I'm pleased to announce the grand opening of the precision tool grinding and metrology wing of the shop :lmao:...

The "measuring station" has a 12x18 granite slab resting on a tube steel table with a pivot-point adjustable surface.    With a flair and penchant for future expansion in-mind, the table was sized to accommodate an 18x24 slab.  Not visible in the photo but, on the lower shelf of said table are the "good" micrometers and "JO" (gauge) blocks etc.

To the left of this vast new area (don't bite your tongue while it's planted in your cheek) is the new (to me) tool cutter/grinder.  A plastic curtain is yet to be constructed between the two but my preferred supply house (the dollar store) did not have the materials in stock.
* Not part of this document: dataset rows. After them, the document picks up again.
PR #12676, opened 2026-07-01
[Skills] Add code style skill for structured errors

mszadkow:
#### What type of PR is this?
/kind documentation

Adds a `structured-errors` code-review skill under `cmd/experimental/skills/reviewer/code-style/`
that flags error checks (especially in tests) done via string comparison on `err.Error()`,
and recommends sentinel or typed errors checked with `errors.Is`/`errors.As` instead —
so future reviews suggest this pattern instead of relying on ad hoc feedback.

```release-note
NONE
```

## Summary by CodeRabbit

* **Documentation**
  * Expanded review guidance for identifying improper error handling patterns.
  * Added a new rule covering structured errors, encouraging typed or sentinel error checks instead of comparing error message text.
  * Updated the skill reference list so the new guidance is easier to find.

### DIFF
--- a/cmd/experimental/skills/reviewer/code-style/structured-errors/SKILL.md
+++ b/cmd/experimental/skills/reviewer/code-style/structured-errors/SKILL.md
@@ -1,0 +1,29 @@
+---
+name: structured-errors
+description: Flag error checking done via string comparison on err.Error() instead of structured/typed errors checked with errors.Is/errors.As.
+license: Apache-2.0
+metadata:
+  copyright: The Kubernetes Authors
+---
+
+# Skill: Structured Errors
+
+**Structured errors over string comparison** — error checking (especially in tests)
+done via substring/equality checks on `err.Error()` instead of a sentinel or typed
+error checked with `errors.Is` / `errors.As`. String-matching turns tests into
+"change detector" tests, where a purely cosmetic wording tweak forces updates across
+every test that asserted on it.
+
+- A test asserting `err.Error() == "..."` or `strings.Contains(err.Error(), "...")`
+  against a bare `errors.New(...)` / `fmt.Errorf(...)`. Prefer a sentinel
+  (`var ErrFoo = errors.New(...)`) or a typed error with an `Is` method, checked with
+  `errors.Is`.
+- An error whose data (offending names, counts, a resource reference) only exists in
+  the formatted message (`fmt.Errorf("...: %s", x)`) when a caller already needs that
+  data. Prefer a typed error struct with the data as a field.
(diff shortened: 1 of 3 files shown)


cmd/experimental/skills/reviewer/code-style/structured-errors/SKILL.md
```diff
@@ -0,0 +1,29 @@
...
+- A test asserting `err.Error() == "..."` or `strings.Contains(err.Error(), "...")`
+  against a bare `errors.New(...)` / `fmt.Errorf(...)`. Prefer a sentinel
+  (`var ErrFoo = errors.New(...)`) or a typed error with an `Is` method, checked with
+  `errors.Is`.
+- An error whose data (offending names, counts, a resource reference) only exists in
+  the formatted message (`fmt.Errorf("...: %s", x)`) when a caller already needs that
+  data. Prefer a typed error struct with the data as a field.
+- A `cmp.Comparer` or similar helper that falls back to `strings.HasPrefix` to work
+  around errors not being directly comparable — make the errors comparable instead
+  (sentinel values or an `Is` method), and prefer `cmpopts.EquateErrors()` in tests.
```
mimowo, line 26: I think these descriptions aren't very clear without example snippets for "how-to-do-well" .

Alternatively, maybe instead of the SKILL we could introduce our Error comparator in Kueue and reuse it across all tests giving the good example how to do it? 

From my experience most people and AI agents just copy-paste code in that situations, so the more good examples we have the more of a chance the next example is as we want.

From my experience with errors in golang and k8s in general some kind of better comparator is really needed as an option to cmp.Diff, and currently people tend to workaround that problem

mimowo: In other words to say - maybe instead of the skill what we need is an issue and a PR which refactors known problematic cases with some commonized fashion. 

Once we have this "gold standard" example, and we still see people not following it, then I would create the skill. For now, I think the main problem is the lack of a good example how to do it which could be transferred easily test-to-test.

mimowo:
cc @kannon92 @amy I raised the concern that what we need is rather some good examples how to do it first, and potentially a function to commonize the code: https://github.com/kubernetes-sigs/kueue/pull/12676#discussion_r3504109170

However, I'm also ok to merge if you think the skill is valuable too, I just think it would be valuable more with example snippets.

kannon92:
I was thinking we can have a real contributor guide: https://github.com/kubernetes-sigs/kueue/pull/11514

Some of these read like style guide. I don't mind a skill here but I'm not really sure how well the description would work.

amy:
Dumb question. Is this easy to make a lint rule?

Safety warnings are required on all equipment so, signage has been appropriately posted...





Yours Truly
Ray C
(Enterprise Director and Big Fish in a Tiny Pond).


----------



## DMS (Jun 30, 2013)

I like the sign 

When my stone was out on the bench, I had it covered with a box, and made sure the other shop occupant (a woodworker of all things) knew that NOTHING was to be placed atop this item. I built a tool cart a while back, and built a drawer for the stone, so it's no longer an issue. It slides up inside, protected, and if I want to use it, I just pull out the drawer.


----------



## Bill Gruby (Jun 30, 2013)

Nice, I have one comment though.  Never leave anything on an uncovered Granite Plate.  :lmao::lmao::lmao: 

 "Billy G"


----------



## astjp2 (Nov 3, 2013)

Some of our granite tables have a cover with steep sloped sides like a snoopy dog house, nothing will stay on them, they just slide off.


----------